The size (dimensions in the longitudinal direction and the width direction) of the concave portion 3a1 which forms the uneven portion 3a is larger than an average diameter of the fine pores in the wick 3. On a surface of the uneven portion 3a, a large number of fine pores of the wick 3 are open. It is possible to form the uneven portion 3a, for example, when the wick 3 is formed by taking out the plate-shaped mesh material with the mold. The uneven portion 3a may be formed to have a size such that an uneven shape thereof is visible.

The liquid reservoir 3b is filled with the working fluid of a liquid phase. The liquid reservoir 3b is disposed at a middle portion 33 between the first end portion 31 and a second end portion 32 of the wick 3, in the longitudinal direction, and is extended along the longitudinal direction, on the inside of the wick 3. The liquid reservoir 3b is formed at a position which is different from the uneven portion 3a in the longitudinal direction, within the wick 3. As shown in FIG. 1 and FIG. 2A, the liquid reservoir 3b passes through the middle portion 33 of the wick 3 in the up-down direction.
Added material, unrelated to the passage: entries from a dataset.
PR #164, opened 2026-09-12
Cleanup superflous Boost headers

Flamefire:
In most cases `std::uint32_t` etc and in all cases `std::numeric_limits` is used.

So include the standard headers and replace the remaining Boost type usages

### DIFF
--- a/extra/haertel.hpp
+++ b/extra/haertel.hpp
@@ -18,7 +18,7 @@
 #ifndef BOOST_RANDOM_HAERTEL_HPP
 #define BOOST_RANDOM_HAERTEL_HPP
 
-#include <boost/cstdint.hpp>
+#include <cstdint>
 #include <boost/random/linear_congruential.hpp>
 #include <boost/random/inversive_congruential.hpp>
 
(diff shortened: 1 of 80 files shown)


mborland (approved):
Thanks! I need to look more closely at the rest of the dependencies in this lib. I'm sure almost all can go away.

Flamefire:
Given the amount of C++11 features already required I guess that allows dropping more, e.g. Boost.bind

Note that this library is still very valuable: C++11 does not define how distributions work (e.g. how many calls to the RNG occur) and how distributions and generators are serialized.
That's a big advantage of this implementation: It can be used where reproducible portability is required.

mborland:
> Given the amount of C++11 features already required I guess that allows dropping more, e.g. Boost.bind
> 

One of the dependencies is Math so we're at least up to C++14 here.

> Note that this library is still very valuable: C++11 does not define how distributions work (e.g. how many calls to the RNG occur) and how distributions and generators are serialized. That's a big advantage of this implementation: It can be used where reproducible portability is required.

For sure. We also have newer components with better properties than those offered by `<random>`

PR #166, opened 2026-09-13
Fix deprecated-copy warnings in polynomial.hpp

Flamefire:
Explicitly define the copy/move constructor as the implicit copy constructor for 'reference' is deprecated because it has a user-declared copy assignment operator

I moved `reference &operator^=(bool b)` to the bottom to avoid it being inside the conversion operators, so they can be closer together making reasoning about them easier

I noticed that `operator bool` should likely be explicit

Alternative to #111 after #110 got closed even though considered correct by @mborland


mborland (approved):
Looks good. Thanks! Will merge once the CI finishes.

PR #167, opened 2026-09-13
Remove Boost.Assign & Boost.Bind dependencies and switch to `BOOST_TEST`

Flamefire:
Replace Boost.Assign by initializer list and simple helper due to commas otherwise interfering with the macro
Mostly done by Regex-search&replace

This discovered undeclared dependencies on Boost.range

Single file used Boost.Bind -> Also replaced by `std::bind` already used elsewhere

While at it another S&R to use `BOOST_TEST` instead of `BOOST_CHECK<OP>`


mborland (approved):
Looks good. Thank you!

PR #136, opened 2019-02-04
(maint) Bump minitar version for bolt runtime

donoghuc:
Bolt shares a dependency with puppet-runtime on the minitar gem. In order to build pe-bolt-server we were also adding the newer version in the bolt-vanagon project. This resulted in puppet-bolt and pe-bolt-server packages having different minitar versions. This commit allows us to specify the latest minitar version in bolt-runtime without affecting other projects that may use the older gem.

### DIFF
--- a/configs/components/rubygem-minitar.rb
+++ b/configs/components/rubygem-minitar.rb
@@ -1,8 +1,19 @@
 component "rubygem-minitar" do |pkg, settings, platform|
+  # Projects may define a :rubygem_minitar_version setting, or we use 0.6.1 by default:
+  version = settings[:rubygem_minitar_version] || '0.6.1'
+  pkg.version version
+
+  case version
+  when "0.6.1"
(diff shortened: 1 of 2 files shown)


donoghuc:
Corresponding bolt-vanagon change: https://github.com/puppetlabs/bolt-vanagon/pull/74

Also still testing locally.

configs/components/rubygem-minitar.rb
```diff
@@ -1,8 +1,19 @@
 component "rubygem-minitar" do |pkg, settings, platform|
+  # Projects may define a :rubygem_minitar_version setting, or we use 0.6.0 by default:
```
MikaelSmith: Comment should say `0.6.1 by default`.

donoghuc:
Updated comment with correct version and tested building both puppet-bolt and pe-bolt-server.

PR #143, opened 2019-03-07
(PA-2491)-Remove SLES11/12 s390x from the puppet-runtime repository

loopinu:
Removed Sles 11/12 s390x refrences from the files and also any logic that included s390x because there is no need for them anymore as rhel s390x is also removed.

NOTE: has dependency with PR: https://github.com/puppetlabs/puppet-runtime/pull/140


geoffnichols:
It looks like the related agent changes have merged up to master - is this good to merge now?

caseywilliams:
Yes, ready!

PR #145, opened 2019-03-14
(BOLT-495) Update net-ssh to 5.2.0

donoghuc:
Upgrading to pull in updates that will improve host-key-check option for bolt.


donoghuc:
Ready for review, but please let me merge it. Thanks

The width of the liquid reservoir 3b in the width direction is set such that the capillary force is generated, and is, for example, approximately 0.6 mm. The width of the liquid reservoir 3b is larger than the average diameter of the fine pores in the wick 3. In the width direction, the width of the liquid reservoir 3b is smaller than the width of a portion of the wick 3 which is adjacent to the liquid reservoir 3b in the width direction.
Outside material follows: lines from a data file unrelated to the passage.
PR #149, opened 2019-03-28
PE-26080 Update directory path for el-8 in pe-installer runtime

shaigy:
Update libdir path to /usr/lib64 on el-8 in pe-installer runtime

### DIFF
--- a/configs/components/runtime-pe-installer.rb
+++ b/configs/components/runtime-pe-installer.rb
@@ -19,7 +19,11 @@ component "runtime-pe-installer" do |pkg, settings, platform|
 
   else # Linux and Solaris systems
     libbase = platform.architecture =~ /64/ ? 'lib64' : 'lib'
-    libdir = "/opt/pl-build-tools/#{libbase}"
+    if platform.name =~ /el-8/
+      libdir = "/usr/#{libbase}"
+    else
+      libdir = "/opt/pl-build-tools/#{libbase}"
+    end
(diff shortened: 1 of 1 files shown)


shaigy:
Built pe-installer runtime locally for el-8 successfully with the change.

configs/components/runtime-pe-installer.rb
```diff
@@ -19,7 +19,11 @@
 
   else # Linux and Solaris systems
     libbase = platform.architecture =~ /64/ ? 'lib64' : 'lib'
-    libdir = "/opt/pl-build-tools/#{libbase}"
+    if platform.name =~ /el-8/
+      libdir = "/usr/#{libbase}"
+    else
+      libdir = "/opt/pl-build-tools/#{libbase}"
```
highb: I don't think we need to continue using `pl-build-tools` for any platform that we build.

highb: @McdonaldSeanp @caseywilliams Should we remove all use of `pl-build-tools` from the runtimes?

shaigy: pl-build-tools are still used here https://github.com/puppetlabs/puppet-runtime/blob/8736f3c83e8e39a683cacfe8195f9e5b9d87c12d/configs/components/runtime-pdk.rb#L35-L43

highb: Alright... I guess we'll keep using it? Hopefully it doesn't end up breaking suddenly later.

PR #155, opened 2019-04-05
(PA-2404)-Add debian 10 buster support

loopinu:


configs/platforms/debian-10-amd64.rb
```diff
@@ -0,0 +1,23 @@
+platform "debian-10-amd64" do |plat|
+  plat.servicedir "/lib/systemd/system"
+  plat.defaultdir "/etc/default"
+  plat.servicetype "systemd"
+  plat.codename "buster"
+
+  plat.provision_with "export DEBIAN_FRONTEND=noninteractive; apt-get update -qq; apt-get install -qy --no-install-recommends build-essential devscripts make quilt pkg-config debhelper rsync fakeroot cmake"
```
denis-susan: why not add these packages to the packages array and just run one provision_with command?

PR #156, opened 2019-04-05
(maint) Updates for el-8 for client-tools

shrug:


configs/components/runtime-client-tools.rb
```diff
@@ -16,8 +16,10 @@
     # Do nothing
 
   else # Linux and Solaris systems
-    libbase = platform.architecture =~ /64/ ? 'lib64' : 'lib'
-    libdir = "/opt/pl-build-tools/#{libbase}"
+    if platform.name !~ /el-8-x86_64/
+      libbase = platform.architecture =~ /64/ ? 'lib64' : 'lib'
+      libdir = "/opt/pl-build-tools/#{libbase}"
+    end
```
mwaggett: What happens here for el 8? Looks like `libdir` will be unset, but is needed below in the `install` step.

shrug: it looks like we're overriding it here, it's originally set in https://github.com/puppetlabs/puppet-runtime/blob/master/configs/projects/_shared-client-tools-runtime.rb#L43

mwaggett: Wouldn't that have to be referred to as `settings[:libdir]` in this file? I'm not understanding how that override happens..

PR #157, opened 2019-04-08
(maint) Add el-8-x86_64 to build_defaults

shrug:


mwaggett:
@shrug I think it needs to be added to `rpm_targets` too?

shrug:
yep! good catch thank you

PR #160, opened 2019-04-15
(maint) Add Dockerfile and Makefile for building runtime containers

underscorgan:


Iristyle:
Hmm... there are a bunch of errors in the Travis log, but it still went green. I wonder if there's a minor issue with how we're doing error detection there.

underscorgan:
@Iristyle yep, travis needs some updating https://github.com/puppetlabs/puppet-runtime/pull/185

joshcooper:
I know little about the Dockerfile, but general 👍 from me.

@mihaibuzgau heads up, we want to publish `puppet-runtime` docker images for a few different reasons. One is to simplify running puppet (and friends) acceptance tests, eg. run beaker tests locally against a running `puppet-runtime` docker container.

PR #162, opened 2019-04-18
(maint) Remove win32-eventlog from modern agents

donoghuc:
According to PA-1129 / PUP-5756 we dont need this gem anymore. This commit removes it from shared agent components and only adds it to 1.10.x runtime.

### DIFF
--- a/configs/projects/agent-runtime-1.10.x.rb
+++ b/configs/projects/agent-runtime-1.10.x.rb
@@ -57,4 +57,5 @@ project 'agent-runtime-1.10.x' do |proj|
 
   proj.component 'rubygem-gettext-setup'
   proj.component 'ruby-stomp'
+  proj.component 'rubygem-win32-eventlog' if platform.is_windows?
 end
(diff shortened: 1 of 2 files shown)


configs/projects/agent-runtime-1.10.x.rb
```diff
@@ -57,4 +57,5 @@
 
   proj.component 'rubygem-gettext-setup'
   proj.component 'ruby-stomp'
+  proj.component 'rubygem-win32-eventlog' if platform.is_windows?
```
donoghuc: Is this necessary?

donoghuc:
@sebastian-miclea @gimmyxd While evaluating what components to ship with bolt runtime I discovered that the `win32-eventlog` gem does not seem to be needed (at least in modern agents, I don't have a sense of what the 1.10.x runtime needs). https://tickets.puppetlabs.com/browse/PUP-5756 https://tickets.puppetlabs.com/browse/PA-1129

configs/projects/agent-runtime-1.10.x.rb
gimmyxd: I'm not really familiar with what is still needed on 1.10.x, but since it won't be around for that much we can let this here to not brake anything.

PR #171, opened 2019-05-08
(ORCH-2296) Include net-ssh optional dependencies for *nix

donoghuc:
The PR to transition the gems included in bolt-vanagon to bolt-runtime missed optionally including these gems on non-windows platforms.


donoghuc:
Missed these from transition. https://github.com/puppetlabs/bolt-vanagon/blob/d230d094275ba7b7ff862483921d572accd7c2bc/configs/projects/bolt-shared.rb#L6-L11

donoghuc:
I filed https://tickets.puppetlabs.com/browse/BOLT-1296 with some specifics on what is blocking including these gems on windows.

I am going to go ahead and merge this because we need to continue shipping these with *nix.

PR #174, opened 2019-05-13
(PA-2191) winruby UTF8 Fallback for no CodePage

jcoconnor:
This is to deal specifically with setting the Region to Arabic which
sets the codepage to 720. This codepage isn't recognises by Ruby which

Here, as shown in FIG. 1, the width of the width direction of a portion at which the concave portion 3a1 is not formed within the first end portion 31, that is, the projection portion 3a2 is referred to as W1. The width of the width direction of the second end portion 32 is referred to as W2, and the width of the width direction of the middle portion 33 is referred to as W3. At this time, the respective dimensions of W1, W2, and W3 are substantially equal to each other. In other words, the width of the wick 3 in the width direction is substantially equal throughout the total length of the wick 3 in the longitudinal direction, except for a portion at which the concave portion 3a1 is formed.

In a cross section which is orthogonal to the longitudinal direction, a sectional area of the second end portion 32 becomes substantially equal in the longitudinal direction, since W2 is fixed. In the cross section which is orthogonal to the longitudinal direction, the sectional area of the middle portion 33 becomes substantially equal in the longitudinal direction, since W3, and the width of the liquid reservoir 3b which is disposed on the inside of the middle portion 33 are fixed. In this manner, the sectional area of the second end portion 32 or the middle portion 33 is not changed in the longitudinal direction, thereby, it is possible to suppress flow resistance of the working fluid of the liquid phase so as to be small.

Next, operation of the heat pipe 1 which is configured as described above will be described.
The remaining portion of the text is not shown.